Joseph Drake
HOW IT WORKS
ecology animals field work
Crap you didn’t really need to know
How do you count animals that don’t want to be seen?
By their poo of course! Counting poo is one way that ecologists can record information about animal populations that are hard to find, rare, or very secretive. Different animals have unique shapes and sizes of feces (or faeces) which can aid in identification.
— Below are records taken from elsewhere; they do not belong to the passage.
PR #6215, opened 2024-02-10
Compatibility for pages without admin_html_head

### LINKED ISSUE #6214: Temporarily restore compatibilty for admin pages that don't use admin_html_head.php
[This PR](https://github.com/zencart/zencart/pull/5850) removed admin CSS and JS files that are used by current plugins and site-specific pages.  Other than those plugin/custom-pages non-use of `admin/includes/admin_html_head.php`, they would operate properly in a zc200 (and possibly PHP 8.3+) environment, but the pages are met with a 403-forbidden error due to a missing `admin/includes/stylesheet.css`.

Since it's possible that we'll be seeing upgrades from zc157 to zc200, I'm suggesting that we revert the removal of
- /admin/includes./menu.css
- /admin/includes/menu.js
- /admin/includes/stylesheet.css

This would be a _temporary_ measure (flagged for removal in zc210) to give site developers and plugin authors  notification of the deprecation rather than a 'failure to operate'.  Upon an admin-page's load, if the page is found **not to use** `admin_html_head.php`, a _one-time-per-admin-session_ message is displayed to the admin and a PHP deprecation log is written identifying the associated page. The message (both logged and displayed) would be something of the ilk:
```
This page requires updates for the next Zen Cart version.  Please let your site developer or plugin author know!
```

lat9:
Fixes #6214.

For each admin-session, the first time a page is loaded that doesn't use admin_html_head.php to perform the base CSS load, a message is displayed

image

... and a PHP Deprecated log is created.

```
[10-Feb-2024 14:32:17 UTC] Request URI: /zc200w/admin200/index.php?cmd=header_test, IP address: 127.0.0.1, Language id 1
#1 C:\xampp\htdocs\zc200w\admin200\includes\header.php(71): trigger_error()
#2 C:\xampp\htdocs\zc200w\admin200\header_test.php(58): require('C:\\xampp\\htdocs...')
#3 C:\xampp\htdocs\zc200w\admin200\index.php(11): require('C:\\xampp\\htdocs...')
--> PHP Deprecated: This page requires updates for the next Zen Cart version. Please let your site developer or plugin author know! in C:\xampp\htdocs\zc200w\admin200\includes\header.php on line 71.
```

### DIFF
--- a/admin/includes/admin_html_head.php
+++ b/admin/includes/admin_html_head.php
@@ -6,8 +6,16 @@
  * @version $Id: Nick Fenwick 2023 Jul 10 Modified in v2.0.0-alpha1 $
  */
 if (!defined('IS_ADMIN_FLAG')) {
-  die('Illegal Access');
+    die('Illegal Access');
 }
+
+// -----
+// Set a processing flag that indicates that this file has been loaded.  The
+// flag is used by /admin/includes/header.php to warn admins and developers
+// if the legacy stylesheet loading is currently in effect.  That legacy-loading
+// (and this section) will be removed in a subsequent release of Zen Cart.
+//
+$zen_admin_html_head_loaded = true;
 ?>
 <meta charset="<?php echo CHARSET; ?>">
 <meta http-equiv="X-UA-Compatible" content="IE=edge">
--- a/admin/includes/header.php
+++ b/admin/includes/header.php
@@ -58,6 +58,18 @@ if (empty($action)) {
     $hide_languages = true;
 } // hide when other language dropdown is used
 
+// -----
+// If the current page-load did not use the admin_html_head.php for the CSS files'
+// loading, let the admin know via message and log a PHP Deprecated issue ... once for
+// each page during an admin's session.
+//
+// Note: This section will be removed in a future version of Zen Cart!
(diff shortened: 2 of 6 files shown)


scottcwilson:
I don't think this is a great idea.  Any file that doesn't use the new admin head likely also hasn't been upgraded to run under PHP 8 either.  We discussed and merged this change and shouldn't back it out.

lat9:
> I don't think this is a great idea. Any file that doesn't use the new admin head likely also hasn't been upgraded to run under PHP 8 either. We discussed and merged this change and shouldn't back it out.

I disagree.  I've got a plethora of (a) plugins and (b) site-specific tools that are PHP 8.3 compliant but I've just not had the chance to backport to use `admin_html_head.php`.  I'm pretty sure that I'm not the only site developer in this condition.

drbyte (approved):

drbyte:
While it's undesirable to back it out, I'm satisfied with keeping it until `v2.1.0`, since it's a breaking change that is being forced ... where there are no negative side-effects of keeping these files for another release cycle.
Obviously if there were complex interdependencies with core code, it wouldn't be this simple.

As part of my research I had found myself hiking in a way that resembles a mix of ungraceful falling and unsuccessful breakdancing across the uneven terrain of the Scottish Highlands.
Fig. 1 Water voles (Arvicola amphibus) are a small mammal that are threatened with habitat loss and invasive species that predate them very efficiently. Here, you see it with a painted left front foot so I could identify it again if it was recaptured later in the study. Photo by Joe Drake
Other studies have used droppings to count deer [1], tigers, and snow leopards or to locate penguins; but I was looking for a more dangerous beastie: the water vole. Arvicola amphibus is a small rodent that lives in burrows next to slow moving water and thick vegetation. It’s a bit hard to spot a water vole itself, but dung provides a good indicator of the animal’s presence since they use “fecal latrines” to mark their territory [2].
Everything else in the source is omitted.